1.2  A reference to the Contract includes these Conditions, the Order, and their respective schedules, appendices and annexes (if any).

1.3 A reference to a ‘party’ means either Enva or the Supplier includes that party’s personal representatives, successors and permitted assigns.

1.4 A reference to a ‘person’ includes a natural person, corporate or unincorporated body (in each case whether or not having separate legal personality) and that person’s personal representatives, successors and permitted assigns.

1.5 A reference to a gender includes each other gender and words in the singular include the plural and vice versa.

1.6 Any words that follow 'include', 'includes', 'including', ‘in particular’ or any similar words and expressions shall be construed as illustrative only and shall not limit the sense of any word, phrase, term, definition or description preceding those words.

1.7 A reference to ‘writing’ or ‘written’ includes any method of reproducing words in a legible and non-transitory form.

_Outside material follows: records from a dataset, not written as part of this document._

Issue #5901, opened 2022-12-06
`sendDefaultPii` does not affect the collection of ip address.


larsqa:
### Core or SDK?

Platform/SDK

### Which part? Which one?

JavaScript related SDK

### Description

From [sentry-javascript issue #6375](https://github.com/getsentry/sentry-javascript/issues/6375), the `sendDefaultPii` option does not affect the collection of ip address, as opposed to what's written in the docs.

> That might require sendDefaultPii set to true in the SDK options.

On a personal note - I'm still convinced (based on tests) that `sendDefaultPii` allows me to show/hide the ip address of an event, in sentry dashboard.

### Suggested Solution

Update the documentation with what the `sendDefaultPii` actually affects.

PR #5902, opened 2022-12-06
Clarify how IPs are collected for JS SDKs

lforst:
Fixes https://github.com/getsentry/sentry-docs/issues/5901

### DIFF
--- a/src/platforms/common/enriching-events/identify-user.mdx
+++ b/src/platforms/common/enriching-events/identify-user.mdx
@@ -66,7 +66,8 @@ The user segment, for apps that divide users in user segments.
 
 ### `ip_address`
 
-The user's IP address. If the user is unauthenticated, Sentry uses the IP address as a unique identifier for the user. Sentry will attempt to pull this from the HTTP request data (`request.env.REMOTE_ADDR` field in JSON), if available. That might require <PlatformIdentifier name="send-default-pii" /> set to `true` in the SDK options.
+The user's IP address. If the user is unauthenticated, Sentry uses the IP address as a unique identifier for the user.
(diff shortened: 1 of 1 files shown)


src/platforms/common/enriching-events/identify-user.mdx
```diff
@@ -66,7 +66,8 @@ The user segment, for apps that divide users in user segments.
 
 ### `ip_address`
 
-The user's IP address. If the user is unauthenticated, Sentry uses the IP address as a unique identifier for the user. Sentry will attempt to pull this from the HTTP request data (`request.env.REMOTE_ADDR` field in JSON), if available. That might require <PlatformIdentifier name="send-default-pii" /> set to `true` in the SDK options.
+The user's IP address. If the user is unauthenticated, Sentry uses the IP address as a unique identifier for the user.
+Serverside SDKs that instrument incoming requests will attempt to pull the IP address from the HTTP request data (`request.env.REMOTE_ADDR` field in JSON), if available. <PlatformSection notSupported={["javascript", "node"]}>That might require <PlatformIdentifier name="send-default-pii" /> set to `true` in the SDK options.</PlatformSection><PlatformSection supported={["javascript", "node"]}>This requires you to set the `include.ip` option to `true` in the [`RequestData`](https://docs.sentry.io/platforms/node/guides/connect/configuration/integrations/default-integrations/#requestdata) integration.</PlatformSection>
```
AbhiPrasad, line 70: > This requires you to set the `include.ip` option to `true` in the [`RequestData`]

Doesn't this only apply to node?

AbhiPrasad: Hmm - I'd rather have it be the correct source of truth, this split is something we should solve as an aside (cc @lizokm)

lforst: Aight will update!

lforst: Should I remove the entire paragraph for node though?

AbhiPrasad: It's still technically true for node - the ip address will just be of the server then though. Let's keep it, maybe we can come back to it later.

lforst: Sorry, edited my previous comment. I meant the paragraph is technically not relevant for browser.

AbhiPrasad: Yes, I think that's a good idea.

AbhiPrasad (approved):

src/platforms/common/enriching-events/identify-user.mdx
lforst: Discussed in person: too much headache in the include-exclude logic so we'll leave it in.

1.8 Any reference to a statute, statutory provision or statutory instrument (and any terms defined in such) includes a reference to that statute, statutory provision or statutory instrument together with all rules and regulations made under it (including the equivalent terms defined in such) as may be from time to time amended, consolidated or re-enacted.

2. APPLICATION OF THESE CONDITIONS

2.1 These Conditions (or any updated version notified to the Supplier by Enva (from time to time)) apply to and form part of the Contract between the Supplier and Enva. They supersede any previously issued terms and conditions governing the supply of Deliverables. No terms or conditions endorsed on, delivered with, or contained in the Supplier's quotation, sales conditions, confirmation of order, specification or other document shall form part of the Contract. 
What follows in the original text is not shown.